Top of Recorded data
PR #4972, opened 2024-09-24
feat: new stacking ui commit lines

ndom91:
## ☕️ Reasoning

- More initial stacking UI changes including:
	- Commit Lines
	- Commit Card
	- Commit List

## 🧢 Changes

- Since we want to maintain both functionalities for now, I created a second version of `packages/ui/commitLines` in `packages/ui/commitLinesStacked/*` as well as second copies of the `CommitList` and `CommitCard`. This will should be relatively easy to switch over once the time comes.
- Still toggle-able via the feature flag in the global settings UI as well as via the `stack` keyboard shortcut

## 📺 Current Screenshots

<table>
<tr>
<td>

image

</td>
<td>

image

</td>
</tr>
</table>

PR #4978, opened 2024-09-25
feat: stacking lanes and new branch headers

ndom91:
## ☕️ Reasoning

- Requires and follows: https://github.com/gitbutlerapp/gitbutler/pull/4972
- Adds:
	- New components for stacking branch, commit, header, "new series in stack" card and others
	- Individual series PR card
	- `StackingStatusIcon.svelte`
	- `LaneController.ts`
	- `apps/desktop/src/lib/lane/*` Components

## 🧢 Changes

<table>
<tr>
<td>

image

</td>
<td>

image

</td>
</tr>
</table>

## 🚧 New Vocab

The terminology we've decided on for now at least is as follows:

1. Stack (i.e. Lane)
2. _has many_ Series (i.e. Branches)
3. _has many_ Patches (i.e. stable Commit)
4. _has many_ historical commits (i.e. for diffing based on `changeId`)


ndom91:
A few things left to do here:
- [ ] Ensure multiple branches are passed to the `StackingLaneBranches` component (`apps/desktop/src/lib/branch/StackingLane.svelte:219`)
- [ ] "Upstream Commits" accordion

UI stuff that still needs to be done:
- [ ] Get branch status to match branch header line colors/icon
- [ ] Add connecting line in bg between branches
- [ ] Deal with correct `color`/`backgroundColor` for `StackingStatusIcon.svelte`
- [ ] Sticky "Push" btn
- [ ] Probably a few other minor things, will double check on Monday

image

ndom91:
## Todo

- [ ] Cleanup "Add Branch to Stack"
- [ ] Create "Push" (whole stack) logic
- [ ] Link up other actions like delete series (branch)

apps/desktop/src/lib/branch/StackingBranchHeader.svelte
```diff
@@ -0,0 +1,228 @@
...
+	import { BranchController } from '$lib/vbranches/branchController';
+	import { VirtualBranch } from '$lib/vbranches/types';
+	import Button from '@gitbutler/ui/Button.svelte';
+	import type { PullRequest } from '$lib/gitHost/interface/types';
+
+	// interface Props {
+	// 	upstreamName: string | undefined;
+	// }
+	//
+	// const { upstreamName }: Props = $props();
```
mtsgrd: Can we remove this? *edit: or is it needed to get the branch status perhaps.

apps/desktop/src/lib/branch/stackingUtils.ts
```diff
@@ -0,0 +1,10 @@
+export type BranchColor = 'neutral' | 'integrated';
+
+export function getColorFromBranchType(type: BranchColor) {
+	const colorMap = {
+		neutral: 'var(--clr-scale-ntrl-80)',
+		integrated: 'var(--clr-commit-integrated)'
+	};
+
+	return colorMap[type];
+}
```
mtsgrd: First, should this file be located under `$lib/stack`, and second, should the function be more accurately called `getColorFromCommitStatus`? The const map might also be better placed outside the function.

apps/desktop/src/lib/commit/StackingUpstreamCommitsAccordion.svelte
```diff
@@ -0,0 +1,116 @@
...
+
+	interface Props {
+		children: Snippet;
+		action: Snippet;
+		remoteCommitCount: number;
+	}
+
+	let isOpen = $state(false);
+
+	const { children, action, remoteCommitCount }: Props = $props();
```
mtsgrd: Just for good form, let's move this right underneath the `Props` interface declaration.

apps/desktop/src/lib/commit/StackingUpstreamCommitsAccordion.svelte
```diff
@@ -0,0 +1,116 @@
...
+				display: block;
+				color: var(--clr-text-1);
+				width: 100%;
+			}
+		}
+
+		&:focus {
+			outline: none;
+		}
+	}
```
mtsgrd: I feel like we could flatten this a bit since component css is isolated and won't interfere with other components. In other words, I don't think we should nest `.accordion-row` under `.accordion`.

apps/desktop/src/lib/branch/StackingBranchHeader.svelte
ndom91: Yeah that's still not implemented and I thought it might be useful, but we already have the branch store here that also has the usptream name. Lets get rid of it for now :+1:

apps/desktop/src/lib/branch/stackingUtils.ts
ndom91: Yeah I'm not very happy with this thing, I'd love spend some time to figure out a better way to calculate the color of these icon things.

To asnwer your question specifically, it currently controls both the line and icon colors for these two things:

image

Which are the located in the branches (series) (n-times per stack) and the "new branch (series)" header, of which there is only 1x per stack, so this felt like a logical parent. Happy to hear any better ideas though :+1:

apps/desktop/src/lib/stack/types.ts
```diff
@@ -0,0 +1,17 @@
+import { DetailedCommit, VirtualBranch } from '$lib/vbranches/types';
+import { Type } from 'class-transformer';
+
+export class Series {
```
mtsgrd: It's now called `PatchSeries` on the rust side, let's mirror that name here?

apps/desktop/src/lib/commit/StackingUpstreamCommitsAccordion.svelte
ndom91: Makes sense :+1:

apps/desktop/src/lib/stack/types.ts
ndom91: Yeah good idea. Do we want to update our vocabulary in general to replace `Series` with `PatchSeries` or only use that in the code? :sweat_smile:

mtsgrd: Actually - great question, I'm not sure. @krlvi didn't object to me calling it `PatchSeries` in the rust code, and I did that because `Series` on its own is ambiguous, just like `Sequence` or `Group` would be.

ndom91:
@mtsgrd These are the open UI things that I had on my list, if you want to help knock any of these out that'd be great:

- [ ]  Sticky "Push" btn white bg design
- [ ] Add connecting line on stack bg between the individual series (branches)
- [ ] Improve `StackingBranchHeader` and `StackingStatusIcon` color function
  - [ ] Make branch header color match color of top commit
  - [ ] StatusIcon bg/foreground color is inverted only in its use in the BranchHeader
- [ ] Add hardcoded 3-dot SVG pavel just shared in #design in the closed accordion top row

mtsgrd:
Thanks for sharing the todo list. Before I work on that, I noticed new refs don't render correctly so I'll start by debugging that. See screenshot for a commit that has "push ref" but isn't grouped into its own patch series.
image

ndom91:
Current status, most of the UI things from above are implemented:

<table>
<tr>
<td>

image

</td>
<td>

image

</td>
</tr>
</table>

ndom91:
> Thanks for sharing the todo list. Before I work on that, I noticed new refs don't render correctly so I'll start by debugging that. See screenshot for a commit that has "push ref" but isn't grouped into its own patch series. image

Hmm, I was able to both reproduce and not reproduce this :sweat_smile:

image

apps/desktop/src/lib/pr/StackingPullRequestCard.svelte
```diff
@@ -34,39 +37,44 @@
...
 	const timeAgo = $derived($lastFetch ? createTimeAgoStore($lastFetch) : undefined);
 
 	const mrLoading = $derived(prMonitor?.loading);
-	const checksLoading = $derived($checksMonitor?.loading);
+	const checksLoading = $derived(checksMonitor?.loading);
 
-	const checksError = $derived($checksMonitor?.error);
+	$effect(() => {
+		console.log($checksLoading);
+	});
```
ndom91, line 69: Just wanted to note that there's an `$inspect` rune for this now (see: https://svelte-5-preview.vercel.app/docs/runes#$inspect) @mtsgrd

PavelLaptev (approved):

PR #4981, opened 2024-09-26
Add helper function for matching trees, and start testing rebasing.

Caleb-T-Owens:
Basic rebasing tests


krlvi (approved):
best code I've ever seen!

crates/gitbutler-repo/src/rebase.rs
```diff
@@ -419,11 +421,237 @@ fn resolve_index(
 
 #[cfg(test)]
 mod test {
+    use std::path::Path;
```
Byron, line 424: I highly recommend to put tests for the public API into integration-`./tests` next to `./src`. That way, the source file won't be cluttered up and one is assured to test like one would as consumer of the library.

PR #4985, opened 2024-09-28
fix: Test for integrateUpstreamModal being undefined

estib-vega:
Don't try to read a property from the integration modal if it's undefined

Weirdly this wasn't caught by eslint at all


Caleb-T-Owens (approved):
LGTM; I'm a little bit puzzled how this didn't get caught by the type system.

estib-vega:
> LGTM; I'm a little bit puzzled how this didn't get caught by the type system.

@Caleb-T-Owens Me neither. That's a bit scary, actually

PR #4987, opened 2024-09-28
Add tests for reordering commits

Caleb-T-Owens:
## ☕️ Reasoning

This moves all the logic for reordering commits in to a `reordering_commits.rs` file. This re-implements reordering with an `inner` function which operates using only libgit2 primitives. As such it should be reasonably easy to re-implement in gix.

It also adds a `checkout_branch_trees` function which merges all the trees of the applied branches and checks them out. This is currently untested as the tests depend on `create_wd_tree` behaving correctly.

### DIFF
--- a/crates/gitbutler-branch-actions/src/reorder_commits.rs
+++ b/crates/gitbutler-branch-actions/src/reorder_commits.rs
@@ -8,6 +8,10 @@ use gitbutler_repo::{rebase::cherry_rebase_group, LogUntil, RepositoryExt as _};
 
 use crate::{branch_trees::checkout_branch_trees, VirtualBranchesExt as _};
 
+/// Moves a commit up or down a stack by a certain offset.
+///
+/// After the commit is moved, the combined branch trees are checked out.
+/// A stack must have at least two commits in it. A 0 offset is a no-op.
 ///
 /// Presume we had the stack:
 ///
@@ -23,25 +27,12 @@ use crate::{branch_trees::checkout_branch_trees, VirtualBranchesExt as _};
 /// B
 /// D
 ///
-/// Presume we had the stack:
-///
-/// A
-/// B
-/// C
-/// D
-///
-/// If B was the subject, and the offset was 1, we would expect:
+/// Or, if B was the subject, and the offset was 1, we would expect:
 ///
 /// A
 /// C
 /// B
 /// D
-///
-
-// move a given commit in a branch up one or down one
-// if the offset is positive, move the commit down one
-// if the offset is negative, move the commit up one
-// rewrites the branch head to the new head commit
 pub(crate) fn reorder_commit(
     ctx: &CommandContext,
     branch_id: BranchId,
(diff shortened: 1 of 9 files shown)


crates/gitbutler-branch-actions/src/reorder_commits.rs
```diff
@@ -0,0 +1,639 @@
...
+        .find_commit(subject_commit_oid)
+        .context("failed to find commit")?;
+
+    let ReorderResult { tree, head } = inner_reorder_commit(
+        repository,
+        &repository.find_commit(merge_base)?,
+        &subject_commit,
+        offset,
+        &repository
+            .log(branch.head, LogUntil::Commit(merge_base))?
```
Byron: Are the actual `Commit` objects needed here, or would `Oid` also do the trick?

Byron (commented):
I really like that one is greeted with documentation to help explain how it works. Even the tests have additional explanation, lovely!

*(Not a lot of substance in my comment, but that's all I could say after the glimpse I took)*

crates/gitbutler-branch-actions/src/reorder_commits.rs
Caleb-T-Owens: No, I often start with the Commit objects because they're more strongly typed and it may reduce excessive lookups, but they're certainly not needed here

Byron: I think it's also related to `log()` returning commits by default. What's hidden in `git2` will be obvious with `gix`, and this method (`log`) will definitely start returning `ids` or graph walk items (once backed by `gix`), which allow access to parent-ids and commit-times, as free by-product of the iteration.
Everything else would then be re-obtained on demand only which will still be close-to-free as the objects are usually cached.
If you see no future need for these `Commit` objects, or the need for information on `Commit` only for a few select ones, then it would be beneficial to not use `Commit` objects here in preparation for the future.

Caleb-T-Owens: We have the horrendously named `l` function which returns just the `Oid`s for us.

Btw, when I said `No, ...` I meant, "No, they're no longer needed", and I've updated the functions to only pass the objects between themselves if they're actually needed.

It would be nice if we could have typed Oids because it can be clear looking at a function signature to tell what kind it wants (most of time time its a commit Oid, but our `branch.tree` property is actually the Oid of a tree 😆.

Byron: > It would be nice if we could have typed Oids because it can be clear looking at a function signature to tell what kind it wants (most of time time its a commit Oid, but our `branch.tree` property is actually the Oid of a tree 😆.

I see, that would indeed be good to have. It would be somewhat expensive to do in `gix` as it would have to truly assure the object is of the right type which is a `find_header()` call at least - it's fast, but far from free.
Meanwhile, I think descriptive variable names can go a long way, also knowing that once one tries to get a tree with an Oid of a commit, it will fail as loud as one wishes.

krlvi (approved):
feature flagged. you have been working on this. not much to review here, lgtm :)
Bottom of Recorded data
§ **Try it**: The required output is every line above that contains the string "easy".

§ **Final answer**:
- Since we want to maintain both functionalities for now, I created a second version of `packages/ui/commitLines` in `packages/ui/commitLinesStacked/*` as well as second copies of the `CommitList` and `CommitCard`. This will should be relatively easy to switch over once the time comes.
This moves all the logic for reordering commits in to a `reordering_commits.rs` file. This re-implements reordering with an `inner` function which operates using only libgit2 primitives. As such it should be reasonably easy to re-implement in gix.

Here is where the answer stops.